Work request: For each line below, check for the word "exits", then state how many lines contain it, with no other output.

[Stored items]
((

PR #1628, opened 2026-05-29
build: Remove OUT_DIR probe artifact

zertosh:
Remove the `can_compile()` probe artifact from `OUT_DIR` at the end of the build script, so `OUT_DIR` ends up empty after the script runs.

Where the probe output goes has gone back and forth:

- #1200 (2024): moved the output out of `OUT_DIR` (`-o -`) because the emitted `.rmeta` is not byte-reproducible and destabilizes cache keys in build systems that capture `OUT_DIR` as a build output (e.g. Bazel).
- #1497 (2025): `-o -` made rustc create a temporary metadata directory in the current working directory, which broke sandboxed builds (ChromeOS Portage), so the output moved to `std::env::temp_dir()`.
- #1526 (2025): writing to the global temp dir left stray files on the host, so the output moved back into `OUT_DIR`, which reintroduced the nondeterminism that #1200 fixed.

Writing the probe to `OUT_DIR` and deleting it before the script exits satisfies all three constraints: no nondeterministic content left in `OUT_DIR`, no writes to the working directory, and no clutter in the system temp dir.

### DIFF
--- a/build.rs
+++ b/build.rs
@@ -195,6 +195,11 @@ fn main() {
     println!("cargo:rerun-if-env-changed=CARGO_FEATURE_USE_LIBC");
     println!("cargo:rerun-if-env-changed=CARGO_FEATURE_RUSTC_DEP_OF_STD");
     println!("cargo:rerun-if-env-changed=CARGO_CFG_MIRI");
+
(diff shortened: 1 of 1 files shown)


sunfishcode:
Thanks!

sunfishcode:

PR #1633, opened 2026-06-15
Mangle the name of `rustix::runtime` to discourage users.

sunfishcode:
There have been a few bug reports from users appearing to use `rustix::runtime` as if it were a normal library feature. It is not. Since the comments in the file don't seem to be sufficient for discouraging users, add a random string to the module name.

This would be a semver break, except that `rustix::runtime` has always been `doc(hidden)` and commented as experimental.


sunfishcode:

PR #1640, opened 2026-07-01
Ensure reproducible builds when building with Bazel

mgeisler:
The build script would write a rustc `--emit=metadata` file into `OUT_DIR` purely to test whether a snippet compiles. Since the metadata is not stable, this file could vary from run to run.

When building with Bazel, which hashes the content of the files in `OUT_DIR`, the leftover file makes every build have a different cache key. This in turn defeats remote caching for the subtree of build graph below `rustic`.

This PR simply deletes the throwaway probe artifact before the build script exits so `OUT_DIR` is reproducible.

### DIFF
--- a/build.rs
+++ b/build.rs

))

Solution for this task: 2